Le pays comporte quatre grandes régions, toutes assez différentes par les paysages, les langues et la culture. Je suis personnellement originaire de la région du Fouta Djalon, dans laquelle des Peuls convertis à l’Islam se sont sédentarisés et ont installé un royaume théocratique pendant près de deux siècles. Cette culture est donc très ancrée dans le pays et c’est l’ethnie majoritaire (bien que minoritaire si on réunit toutes les autres).
Conakry est une presqu’île au climat tropical assez humide, cette ville abrite un microcosme qui représente bien toutes les régions du pays. C’est une métropole qui a l’air d’avoir grandi trop vite, avec des communes de banlieue qui s’y sont rattachées récemment. Elle a été le lieu de pouvoir des régimes qui se sont succédés, depuis la colonisation jusqu’aujourd’hui.

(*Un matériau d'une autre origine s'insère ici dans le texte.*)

PR #583, opened 2021-02-08
docs: add missing AS indentifiers

henryiii:
https://cibuildwheel--583.org.readthedocs.build/en/583/options/#build-skip

### DIFF
--- a/docs/options.md
+++ b/docs/options.md
@@ -79,17 +79,17 @@ When setting the options, you can use shell-style globbing syntax, as per [`fnma
 
 <div class="build-id-table-marker"></div>
 
-|                | macOS                                                               | Windows                       | Manylinux Intel                               | Manylinux Other                                                            |
-|----------------|---------------------------------------------------------------------|-------------------------------|-----------------------------------------------|----------------------------------------------------------------------------|
-| Python 2.7     | cp27-macosx_x86_64                                                  | cp27-win_amd64<br/>cp27-win32 | cp27-manylinux_x86_64<br/>cp27-manylinux_i686 |                                                                            |
-| Python 3.5     | cp35-macosx_x86_64                                                  | cp35-win_amd64<br/>cp35-win32 | cp35-manylinux_x86_64<br/>cp35-manylinux_i686 | cp35-manylinux_aarch64<br/>cp35-manylinux_ppc64le<br/>cp35-manylinux_s390x |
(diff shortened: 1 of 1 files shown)


YannickJadoul:
Why aren't we adding more columns, here? There e.g. also "Manylinux Armv8 64bit"? (This also works, though; hadn't thought about this option yet!)

henryiii:
Because it makes the table really, really wide, and one item column look bad, I think. But could be either way, was just trying this.

joerick:
I wonder if we could do more line-breaking actually. If they were grouped under the columns: `macOS`, `Windows`, `Manylinux Intel`, `Manylinux Other` would that make the table more manageable? Sorry I don't have time to try this right now! this also LGTM.

henryiii:
I almost tried this, actually! I can it this out soonish.

henryiii:
With a bit of fighting, I think I have it pretty much into what fits on the screen (with about 10 more pixels, it would fit without scrolling for me, but I think this is close enough). I've removed the beta label from PyPy3.7, which took up a lot of space, and is missing now from their docs. Given that NumPy 1.20 only ships with PyPy3.7, it probably is not helpful to keep the beta label, anyway. I also removed the space between `PyPy` and the number, since that's how they officially list it, and it saved another sliver of space.

Screen Shot 2021-02-08 at 10 04 21 AM

I quite like it, I think. Much denser and easier to see general structure.

henryiii:
If we wanted to fully get it into one page, we could put the pypy versions on the second line, or drop the patch digit from the PyPy version (after all, the final patch digit is not relevant for a wheel's compatibility - probably should be removed anyway)

henryiii:
Yes, that does it:

Screen Shot 2021-02-08 at 10 12 32 AM

(at least for my font and such)

YannickJadoul:
I still have a tiny scroll bar :-p

image

But this looks fine to me, yes! (If it were up to me, we could even still group all `manylinux` IDs, but ... eh, this is good :-) )

henryiii:
macOS has slightly tighter fonts than Linux, I've noticed that before. Was really a pain when developing the flowmeter software, I would nail the design locally, then it would be 5% of the screen on the Raspberry π powered nurse station (the final design ended up shipping with Windows NUC's, not sure if they were closer to macOS or Linux, but it wasn't wider than Linux, anyway). But that's where I wanted to be - you can see all the content (even if not the visual table edge) without scrolling, still.

I like the fact that if we add more manylinuxes, this will grow vertically, not horizontally. :)

joerick:
Nice! Looks good :)

joerick:
(the last commit is unrelated, just something I noticed when testing)

PR #1297, opened 2022-10-07
chore: move to hatchling

henryiii:
Moving over to using pypa/hatch's hatching.

Removed the `[mypy]` extra as it wasn't maintained and wasn't correct.


henryiii:
Sorry! I tried to add that last commit via the web editor (the WebAssembly one you get by pressing the period key) and it pushed it to master instead. Reverted. :flushed:

henryiii:
Does Cirrus have isolated builds disabled? Not sure why it's not picking up hatchling. It could be added - but why doesn't it pick it up?

.cirrus.yml
```diff
@@ -1,6 +1,7 @@
 run_tests: &RUN_TESTS
   install_cibuildwheel_script:
-    - python -m pip install -e ".[dev]" pytest-custom-exit-code
+    - pip install hatchling
```
henryiii, line 3:
```suggestion
    - python -m pip --version
    - python -m pip install hatchling
```

henryiii:
Something seems broken with homebrew * isolated installs on M1. Vaguely thought I remember hearing about that somewhere else.

joerick:
Yeah I can recreate that locally, too. Seems it only happens on homebrew python.

https://gist.github.com/joerick/42e9e31ceb5d1dfe43c69fb6a59436e2#file-gistfile1-txt-L5541-L5551

ofek:
There are conflicts btw

ofek:
Maybe one more try? 😅

ofek:
Strange job timeout

joerick:
Checks looks okay now, perhaps a retry fixed it. The other thing I think we'd need is an update to `bin/bump_version.py`, as it has references to setup.cfg. I'll push that now.

mayeut:
I cancelled the travis ci job (which would have failed on windows anyway)

henryiii:
> I cancelled the travis ci job (which would have failed on windows anyway)

Is that an issue with this?

mayeut:
> Is that an issue with this?

No, Windows has been failing the last couple builds.

henryiii:
Any objections to merging?

PR #1300, opened 2022-10-09
chore: test with Python 3.11

mayeut:
With 3.11.0 available in roughly a couple weeks, let's start testing as draft.
I will update this once 3.11 reaches GA.

### DIFF
--- a/.github/workflows/test.yml
+++ b/.github/workflows/test.yml
@@ -38,7 +38,7 @@ jobs:
     strategy:
       matrix:
         os: [ubuntu-18.04, windows-latest, macos-11]
-        python_version: ['3.10']
+        python_version: ['~3.11.0-0']
     timeout-minutes: 180
     steps:
     - uses: actions/checkout@v3
--- a/.github/workflows/test.yml
+++ b/.github/workflows/test.yml
@@ -38,7 +38,7 @@ jobs:
     strategy:
       matrix:
         os: [ubuntu-18.04, windows-latest, macos-11]
-        python_version: ['~3.11.0-0']
+        python_version: ['3.11']
     timeout-minutes: 180
     steps:
     - uses: actions/checkout@v3
--- a/.pre-commit-config.yaml
+++ b/.pre-commit-config.yaml
@@ -44,7 +44,7 @@ repos:
   rev: v2.0.0
   hooks:
   - id: setup-cfg-fmt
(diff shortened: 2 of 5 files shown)


henryiii:
3.11 as max needs to be specified in pre-commit setup-cfg-fmt.

mayeut:
> 3.11 as max needs to be specified in pre-commit setup-cfg-fmt.

just read the docs of setup-cfg-fmt and saw that.

I won't bother to change this & will wait for 3.11 GA at which point, setup-cfg-fmt should be updated (or I'll do it then).
The important part is to check everything is working with 3.11 (no obvious reason why not but at least we'll know for sure).

henryiii:
I bumped it - it won't automatically update, the automatic classifier feature was removed from setup-cfg-fmt (I do prefer the explicit limit, though IMO this was one of the best features of setup-cfg-fmt).

henryiii:
IMO, this is ready to go in any time - I'd really like the trove classifier, since we support producing 3.11 wheels. Ideally, we should also be able to run on 3.11, and we can.

FYI, are we checking to make sure `MACOSX_DEPLOYMENT_TARGET is set to a lower value (10.9) than the version on which the Python interpreter was compiled` never shows up in our integration tests? Looks like it's showing up in https://github.com/mypyc/mypy_mypyc-wheels/actions/runs/3245210848/jobs/5322448904 (on all Pythons, actually).

mayeut:
> IMO, this is ready to go in any time - I'd really like the trove classifier, since we support producing 3.11 wheels. Ideally, we should also be able to run on 3.11, and we can.

I would have liked for the action to be tested on 3.11 as well before getting this in (& remove the `~3.11.0-0` specifier) but fair enough, it can probably be merged in as-is.

> FYI, are we checking to make sure...

I'm almost sure we don't & I think this was discussed in the past.

joerick (approved):

joerick:
Any last changes on this now that 3.11 is released? It would be neat to get it in before the next cibuildwheel release with 3.11-final.

.github/workflows/test.yml
```diff
@@ -38,7 +38,7 @@ jobs:
     strategy:
       matrix:
         os: [ubuntu-18.04, windows-latest, macos-11]
-        python_version: ['3.10']
+        python_version: ['~3.11.0-0']
```
henryiii, line 41:
```suggestion
        python_version: ['3.11']
```

PR #1301, opened 2022-10-09
fix(tests): use a specific `PIP_CACHE_DIR` per worker

### LINKED ISSUE #1254: CI failures from pip `WARNING: Skipping page https://pypi.org/simple/xxx/ because the GET request got Content-Type: Unknown`
Having seen more of this recently I investigated a little

> WARNING: Skipping page https://pypi.org/simple/xxx/ because the GET request got Content-Type: Unknown
ones.

My assumption is that it's this bug https://github.com/pypa/pip/issues/5345, related to pip concurrently accessing its cache - we do run tests in parallel.

This bug appears to be fixed in pip. However, we are still seeing it in cibuildwheel's CI - I'm not sure why that is, but ~it might be because we use an old version of pip to upgrade itself, and the old version of pip has this bug~ this doesn't appear to be the case!

Let's gather information about these failures here. Specifically, if we can figure out the version of pip that's outputting the error , that would be good.

mayeut:
This should most likely resolve random failures seen with pip when running tests in parallel.

fix #1254


test/utils.py
```diff
@@ -47,6 +49,18 @@ def cibuildwheel_get_build_identifiers(project_path, env=None, *, prerelease_pyt
     return cmd_output.strip().split("\n")
 
 
+def _update_pip_cache_dir(env: dict[str, str]) -> None:
+    if platform == "linux":
```
joerick, line 53:
```suggestion
    # Fix for pip concurrency bug https://github.com/pypa/pip/issues/11340
    # See https://github.com/pypa/cibuildwheel/issues/1254 for discussion.
    # We should be able to remove this once we drop Python 3.6.

    if platform == "linux":
```

joerick (approved):
I like this solution. Relying on the concurrency aspect of the bug rather than the pip versions makes it easier to implement.

Czaki (approved):

henryiii (approved):

test/utils.py
mayeut: If we add `# We should be able to remove this once we drop Python 3.6.` then we need to modify `test_dependency_versions.py` now (we will forget later).
I'm not even sure it's a good idea to drop this ever. We might be in a similar situation every time pip cache breaks between version (& they'll most likely drop python 3.7 soon after EOL in 8 months so we'll be in the same situation).

joerick: > I'm not even sure it's a good idea to drop this ever. We might be in a similar situation every time pip cache breaks between version (& they'll most likely drop python 3.7 soon after EOL in 8 months so we'll be in the same situation).

Yeah, maybe. I'm not sure what the root cause is yet. I'll keep an eye on the pip issue and if we get some assurances maybe it can be reverted at some point. Generally I'd like to keep the test environment as close as possible to user environments. 

Anyway I'm happy, let's get this merged and maybe our CI will mean something again :)

PR #1311, opened 2022-10-14
fix: hide root pip warning and upgrade check

### LINKED ISSUE #1310: Minor warning: still showing 'root' user warning on Linux
Still seeing this in 2.11.1, even after #1304:

```
  Successfully installed mypy_extensions-0.4.3 setuptools-65.4.1 tomli-2.0.1 types-psutil-5.9.5.1 types-setuptools-65.4.0.0 types-typed-ast-1.5.8 typing_extensions-4.4.0 wheel-0.37.1
  WARNING: Running pip as the 'root' user can result in broken permissions and conflicting behaviour with the system package manager. It is recommended to use a virtual environment instead: https://pip.pypa.io/warnings/venv
  Running command Getting requirements to build wheel
```

Looks like it's missing from an env still?

henryiii:
Fixing this, try 2. Closes #1310.

### DIFF
--- a/cibuildwheel/linux.py
+++ b/cibuildwheel/linux.py
@@ -189,6 +189,8 @@ def build_in_container(
         log.step("Setting up build environment...")
 
         env = container.get_environment()
+        env["PIP_DISABLE_PIP_VERSION_CHECK"] = "1"
+        env["PIP_ROOT_USER_ACTION"] = "ignore"
 
         # put this config's python top of the list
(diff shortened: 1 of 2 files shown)


mayeut:
We might want to add a small test for this ? (or like #1312, modify an existing one ?)

henryiii:
I'll rebase and add it after #1312 goes in.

La période post-coloniale a été compliquée, du fait de la présidence de Sékou Touré, qui a entraîné le pays dans une révolution marxiste violente et autocratique. Cela a provoqué une vague d’exil d’un million de Guinéens, et bon nombre des cadres du pays sont morts assassinés dans les geôles du camp Boiro.
C’est donc un pays assez affaibli par ce régime dont ont hérité ses successeurs, d’où les difficultés économiques et la tendance à produire des modèles de gouvernance peu démocratiques. Pour autant, cela reste un pays très attachant.